If $z$ is a complex number of unit modulus and argument $\theta$ then $\arg \left(\frac{z^{5}-\bar{z}}{z^{5}+\bar{z}}\right)$ is?

Question

Let $z$ be a complex number of unit modulus and argument $\theta$. Calculate $$\arg \left(\frac{z^{5}-\bar{z}}{z^{5}+\bar{z}}\right)$$

My approach: I just tried a very general approach. So basically $z\bar{z} = |{z}|^2$ and since its unit modulus I essentially wrote $\bar{z}$ as $\frac{1}{z}$ and tried solving it. It gives me a scenario where I have to basically find out $z^5$ or $z^6$ and then try doing it the long way. This certainly doesn't seem to me like the intended solution. I believe there must be some better way to do this which I am not able to figure out.

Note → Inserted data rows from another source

PR #54737, opened 2023-10-27
fix: [PL-42248]: Support of custom image in version override

jennyjames21:
## Describe your changes
Summary:
- Ability to distinct custom images with delegateImageTag  in version override file
- For /supported-version api always returns latest harness override version if any else,  show ring version
- For upgrade, download ui, delegate listing page show image with highest priority on custom image  
    custom image(if available). > harness version override image(if available)  > Ring image

Test
-Unit test
- Devspace testing -TBD

## Checklist

## Comment Triggers
<details>

- 
  Specific builds
  - `trigger manager`
  - `trigger dms`
  - `trigger ng_manager`
  - `trigger cvng `
  - `trigger cmdlib`
  - `trigger template_svc`
  - `trigger event_server`
</details>

<details>

- Compile: `trigger compile`
- Recency: `trigger recency`
- PMD: `trigger pmd`
- UnitTests-0: `trigger ut0`
- UnitTests-1: `trigger ut1`
- UnitTests-2: `trigger ut2`
- UnitTests-3: `trigger ut3`
- UnitTests-4: `trigger ut4`
- UnitTests-5: `trigger ut5`
- UnitTests-6: `trigger ut6`
- UnitTests-7: `trigger ut7`
- UnitTests-8: `trigger ut8`
- UnitTests-9: `trigger ut9`
- SonarScan: `trigger ss`
- Go Build: `trigger gobuild`
</details>

### Rebase Instructions:
To rebase your branch onto the latest changes in the target branch, simply use the following command in a comment: `/rebase`

- - -
This change is [Reviewable](https://reviewable.io/reviews/harness/harness-core/54737)


jennyjames21:
trigger uts

jennyjames21:
trigger uts

jennyjames21:
trigger uts

420-delegate-service/src/main/java/io/harness/delegate/beans/VersionOverrideType.java
```diff
@@ -11,4 +11,11 @@
...
 import io.harness.annotations.dev.OwnedBy;
 
-@OwnedBy(DEL) public enum VersionOverrideType { DELEGATE_JAR, WATCHER_JAR, DELEGATE_IMAGE_TAG, UPGRADER_IMAGE_TAG }
+@OwnedBy(DEL)
+public enum VersionOverrideType {
+  DELEGATE_JAR,
+  WATCHER_JAR,
+  DELEGATE_IMAGE_TAG,
+  UPGRADER_IMAGE_TAG,
+  DELEGATE_CUSTOM_IMAGE_TAG
```
mdmilic, line 20: Not sure I understand the why are we introducing this as a new type of override? Any kind of image override should take precedence over Ring version, but also this allows you to have two overrides for account breaking uniqueness constraint. What would be the distinction of this type of override VS the old one DELEGATE_IMAGE_TAG

mdmilic (changes requested):
> *[Reviewable](https://reviewable.io/reviews/harness/harness-core/54737)* status: 7 file(s) to review. 1 change requests. 0 of 2 approvals obtained. 

___
*[`420-delegate-service/src/main/java/io/harness/delegate/beans/VersionOverrideType.java` line 20 at r3](https://reviewable.io/reviews/harness/harness-core/54737#gh-1376064469:-Ni0JcnR54-7DdqfbzwQ:b9y46mf) ([raw file](https://github.com/harness/harness-core/blob/742c0dc7d1cc47eacfef1b660aa4e9708fc6fd67/420-delegate-service/src/main/java/io/harness/delegate/beans/VersionOverrideType.java#L20)):*

@mdmilic we have a new requirement for a customer who wants to auto-upgrade their custom image.

So in their pipeline, they will fetch /latest-supported-version API to get the latest harness supported version for their account(Hot fixed version or Ring version). In this PR, I changed to get the latest supported version which will always return DELEGATE_IMAGE_TAG from version override, not a custom image if any.

Then they use /override-image-tag API to update their custom image. Here we update DELEGATE_CUSTOM_IMAGE_TAG. So there will be two entries if the hotfix version(harness override) and the custom version are available.

And getImmutableDelegateImageTag() will return Custom Image if available if not harness version override value and ring version if no Overrides

Currently, i don't see any uniqueness enforced for the account in the code. And there is no way to distinguish harness override versus custom image override

There are only 2 entries in prod2 and one in prod1 with custom images so adding migration to handle that. 
</blockquote></details>

Hey @jennyjames21, thanks for the clarification. I went through the ticket as well to better understand the requirements. 
My understand is that this is trying to solve a use case where customer uses version override, but needs a hotfix, so they don't want to deploy it to the entire fleet of delegates but to a smaller number or single delegate (e.g. so they try out the hotfix)? Is my understanding correct?
If I understood the root problem correctly, my personal opinion is that we shouldn't introduce this kind of change for it and should ask customer to disable/pause auto upgrades and try the hotfix, when they are happy with the hotfix we should deploy it to all their delegates. This is way simpler even for the customer than trying to create some weird automations (like reading one API do some checks then write to other API etc...), but is also an extremely rare use case. 

Even if we still want to make some improvement here, I don't think this is a good change to make. It would introduce a loot of complexity which is not really easy to understand and can lead to more issues for general use cases. 
Instead I would suggest you to actually implement **version overrides per org/proj/delegate** (and remove extra override type), which should solve this but also other use cases. I don't know the current state of the code, but when I was designing this feature initially I was anticipating the possibility for customer to have more granular configuration of their delegate versions, so the code should mostly be setup for it, you would just need to store extra data in the DB and modify read/write operations. Having greater granularity would keep our APIs and logic simple, but should give customers what they want (and should be easier for them to use). If you do go down this route you should probably pick one that this specific customer needs and don't need to implement all granularities (e.g. org/proj vs delegate-name).
As for uniqueness, I was sure I had a mongo lvl unique(accountId, overrideType), but doesn't seem to be. However the uniqueness is [ensured](https://github.com/harness/harness-core/blob/develop/400-rest/src/main/java/io/harness/datahandler/services/AdminDelegateVersionService.java#L54) in code by using upsert operation.

jennyjames21:
> > _[Reviewable](https://reviewable.io/reviews/harness/harness-core/54737)_ status: 7 file(s) to review. 1 change requests. 0 of 2 approvals obtained.
> 
> _[`420-delegate-service/src/main/java/io/harness/delegate/beans/VersionOverrideType.java` line 20 at r3](https://reviewable.io/reviews/harness/harness-core/54737#gh-1376064469:-Ni0JcnR54-7DdqfbzwQ:b9y46mf) ([raw file](https://github.com/harness/harness-core/blob/742c0dc7d1cc47eacfef1b660aa4e9708fc6fd67/420-delegate-service/src/main/java/io/harness/delegate/beans/VersionOverrideType.java#L20)):_
> 
> Previously, jennyjames21 (Jenny James) wrote…
> Hey @jennyjames21, thanks for the clarification. I went through the ticket as well to better understand the requirements. My understand is that this is trying to solve a use case where customer uses version override, but needs a hotfix, so they don't want to deploy it to the entire fleet of delegates but to a smaller number or single delegate (e.g. so they try out the hotfix)? Is my understanding correct? If I understood the root problem correctly, my personal opinion is that we shouldn't introduce this kind of change for it and should ask customer to disable/pause auto upgrades and try the hotfix, when they are happy with the hotfix we should deploy it to all their delegates. This is way simpler even for the customer than trying to create some weird automations (like reading one API do some checks then write to other API etc...), but is also an extremely rare use case.
> 
> Even if we still want to make some improvement here, I don't think this is a good change to make. It would introduce a loot of complexity which is not really easy to understand and can lead to more issues for general use cases. Instead I would suggest you to actually implement **version overrides per org/proj/delegate** (and remove extra override type), which should solve this but also other use cases. I don't know the current state of the code, but when I was designing this feature initially I was anticipating the possibility for customer to have more granular configuration of their delegate versions, so the code should mostly be setup for it, you would just need to store extra data in the DB and modify read/write operations. Having greater granularity would keep our APIs and logic simple, but should give customers what they want (and should be easier for them to use). If you do go down this route you should probably pick one that this specific customer needs and don't need to implement all granularities (e.g. org/proj vs delegate-name). As for uniqueness, I was sure I had a mongo lvl unique(accountId, overrideType), but doesn't seem to be. However the uniqueness is [ensured](https://github.com/harness/harness-core/blob/develop/400-rest/src/main/java/io/harness/datahandler/services/AdminDelegateVersionService.java#L54) in code by using upsert operation.

What i meant by Hotfix is harness doing hotfix(have an entry in version override with hotfix version) for that account includes all delegates in the account.

raghuAtWings (dismissed):

jennyjames21:
> > Reviewed 3 of 4 files at r1, 1 of 1 files at r2, 1 of 1 files at r3, 2 of 2 files at r4, all commit messages.
> > _[Reviewable](https://reviewable.io/reviews/harness/harness-core/54737)_ status: 7 file(s) to review. 1 change requests. 1 of 2 approvals obtained.
> 
> _[`390-db-migration/src/main/java/io/harness/migrations/all/UpdateOverrideTypeToCustomDelegateImage.java` line 42 at r4](https://reviewable.io/reviews/harness/harness-core/54737#-Ni9siXl6w0ABQwdSVtx:-Ni9siXl6w0ABQwdSVty:b1w4n7e) ([raw file](https://github.com/harness/harness-core/blob/dff9252a1a06a9de64f1e2ead2b3ca2ec4dc3df0/390-db-migration/src/main/java/io/harness/migrations/all/UpdateOverrideTypeToCustomDelegateImage.java#L42)):_
> 
> > ```java
> >       while (iterator.hasNext()) {
> >         VersionOverride versionOverride = iterator.next();
> >         if (isNotEmpty(versionOverride.getVersion()) && !versionOverride.getVersion().startsWith("harness/delegate")) {
> > ```
> 
> You should do a check if the override type is DELEGATE_IMAGE_TAG (e.g. legacy delegate.jar and watcher.jar overrides would get updated here)
> 
> _[`400-rest/src/main/java/io/harness/delegate/resources/DelegateVersionOverrideInternalResource.java` line 66 at r4](https://reviewable.io/reviews/harness/harness-core/54737#-Ni9tQPQA2RYN2uY1GZl:-Ni9tQPQA2RYN2uY1GZm:b-w9f1ye) ([raw file](https://github.com/harness/harness-core/blob/dff9252a1a06a9de64f1e2ead2b3ca2ec4dc3df0/400-rest/src/main/java/io/harness/delegate/resources/DelegateVersionOverrideInternalResource.java#L66)):_
> 
> > ```java
> >       @QueryParam("validTillNextRelease") @NotNull final Boolean validTillNextRelease,
> >       @QueryParam("validForDays") @NotNull final int validForDays) {
> >     return new RestResponse<>(adminDelegateVersionService.setCustomDelegateImageTag(
> > ```
> 
> The same API is called even when we want to override a version for customer (with harness version). Also customer might not necessarily set the override to a custom image, they could just use a public delegate image (in which case we should not consider it as custom IMO - e.g. they could set it to something which fixes an issue they have). Finally, not sure if we want to handle harness images from a private repo (i.e. they wouldn't start with `harness/delegate`, but are harness images, not custom). I think they should be considered as custom images for the purposes of our `/latest-supported-version` API, but wanted to bring it up.
> 
> _[`420-delegate-service/src/main/java/io/harness/delegate/beans/VersionOverrideType.java` line 20 at r3](https://reviewable.io/reviews/harness/harness-core/54737#gh-1376064469:-Ni9tkHV8nxJY8xDkM4d:b-ulmsaq) ([raw file](https://github.com/harness/harness-core/blob/742c0dc7d1cc47eacfef1b660aa4e9708fc6fd67/420-delegate-service/src/main/java/io/harness/delegate/beans/VersionOverrideType.java#L20)):_
> 
> Previously, mdmilic (Marko Milic) wrote…
> After more offline discussion, my understand was not correct. We want the `/latest-supported-version` API endpoint to be used only so customers can discover which delegate tag versions are available to them (e.g. so they can use that as a base for their custom image). It doesn't make sense for this endpoint to return custom image tag based on that description. The upgrader version-check endpoint on the other hand always needs to return the latest thing set (custom override or otherwise).

check is already  as part of query above, line before

jennyjames21:
*[`400-rest/src/main/java/io/harness/delegate/resources/DelegateVersionOverrideInternalResource.java` line 66 at r4](https://reviewable.io/reviews/harness/harness-core/54737#-Ni9tQPQA2RYN2uY1GZl:-NiKkk3RCFw6QFp9R9u3:bpumzsi) ([raw file](https://github.com/harness/harness-core/blob/dff9252a1a06a9de64f1e2ead2b3ca2ec4dc3df0/400-rest/src/main/java/io/harness/delegate/resources/DelegateVersionOverrideInternalResource.java#L66)):*

check is already  as part of query above, line before 
</blockquote></details>

Thinking more about this problem, I think you should not change anything related to setting the version override (i.e. new override type or anything on the set path). That would get very complex very easy. Instead I think you should just filter out the versions you are not interested in when invoking `/latest-supported-version` (e.g. if it doesn't start with `harness/delegate` - don't return it or something simple like that). This change would be way simpler I think.

What if the custom image name starts with harness/delegate?

We need to apply hierarchy on 2 places  for showing version-override 
1) latest-supported version :  Output harness version override
2) Other places like download UI, show version etc: Output custom image version override

mdmilic (commented):
> *[Reviewable](https://reviewable.io/reviews/harness/harness-core/54737)* status: Some of the checks are too old. 7 file(s) to review. 1 change requests. 1 of 2 approvals obtained. 

___
*[`400-rest/src/main/java/io/harness/delegate/resources/DelegateVersionOverrideInternalResource.java` line 66 at r4](https://reviewable.io/reviews/harness/harness-core/54737#-Ni9tQPQA2RYN2uY1GZl:-NiLu1QIBaXD2hdWiyp6:b-kuqt07) ([raw file](https://github.com/harness/harness-core/blob/dff9252a1a06a9de64f1e2ead2b3ca2ec4dc3df0/400-rest/src/main/java/io/harness/delegate/resources/DelegateVersionOverrideInternalResource.java#L66)):*

Thinking more about this problem, I think you should not change anything related to setting the version override (i.e. new override type or anything on the set path). That would get very complex very easy. Instead I think you should just filter out the versions you are not interested in when invoking `/latest-supported-version` (e.g. if it doesn't start with `harness/delegate` - don't return it or something simple like that). This change would be way simpler I think.

What if the custom image name starts with harness/delegate?

We need to apply hierarchy on 2 places  for showing version-override 
1) latest-supported version :  Output harness version override
2) Other places like download UI, show version etc: Output custom image version override
</blockquote></details>

After more discussion. The case which would not work if we use just one override type:
* We set a hotfix version for customer (`DELEGATE_IMAGE_TAG`)
* Customer calls /latest-supported-version and builds custom image
* Customer sets the override (so that their upgrader picks that up
* /latest-supported-version would now return ring image.

To make the two override type solution work we need to do a check if someone is setting our own public image or something else and set the override type based on that.

jennyjames21:
trigger uts

mdmilic (approved):
> Reviewed 1 of 1 files at r5, all commit messages.
> *[Reviewable](https://reviewable.io/reviews/harness/harness-core/54737)* status: 7 file(s) to review. 1 of 2 approvals obtained.

jennyjames21:
trigger uts

jennyjames21:
trigger messagecheck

Any help on approach or hints would do! Thanks for your time!

Answer 1

Let $$w = \frac{z^{5}-\bar{z}}{z^{5}+\bar{z}}$$

We have $\bar{z}= {1\over z}$ since $|z|=1$, so $$w = \frac{z^{3}-\bar{z}^3}{z^{3}+\bar{z}^3} \implies \bar{w} = -w$$ which means that $w$ is on imaginary axis, and thus $\arg (w) = \pm {\pi\over 2}$

Answer 2

$z$ being with modulus $1$, it can be written $z=e^{i\theta}$. Therefore:

$$\frac{z^{5}-\bar{z}}{z^{5}+\bar{z}}=\frac{e^{5i \theta}-e^{-i \theta}}{e^{5i \theta}+e^{-i \theta}}=\frac{e^{2i \theta}(e^{3i \theta}-e^{-3i \theta})}{e^{2i \theta}(e^{3i \theta}+e^{-3i \theta})}=\frac{2i \sin(3 \theta)}{2 \cos(3 \theta)}=i \tan 3\theta$$

Can you find the solution from there ?

Answer 3

$$\frac{z^{5}-\bar{z}}{z^{5}+\bar{z}} = \frac{z^{5}-\bar{z}}{z^{5}+\bar{z}} \frac{\bar{z}^{5}+z}{\bar{z}^{5}+z} $$ $$= \frac{1-1+z^6-z^{-6}}{1+1+z^6+z^{-6}} $$ $$= \frac{2i \sin 6 \theta}{2+2 \cos 6 \theta} $$ which is a pure imaginary number and so its argument is $\pi/2$.

Answer 4

$$ \frac{z^{5}-\bar{z}}{z^{5}+\bar{z}} = \frac{z^{6}-1}{z^{6}+1} = \frac{w-1}{w+1} $$ where $w = z^6$ lies on the unit circle. The points $-1, w, +1$ form a triangle in the plane, and according to Thales's theorem, the angle at the point $w$ is a right angle.

It follows that $\arg \left(\frac{w-1}{w+1}\right)$ is $+\frac\pi 2$ or $-\frac\pi 2$, depending on whether $w$ lies in the upper or lower half-plane.

The argument is undefined if $w=z^6 = \pm 1$.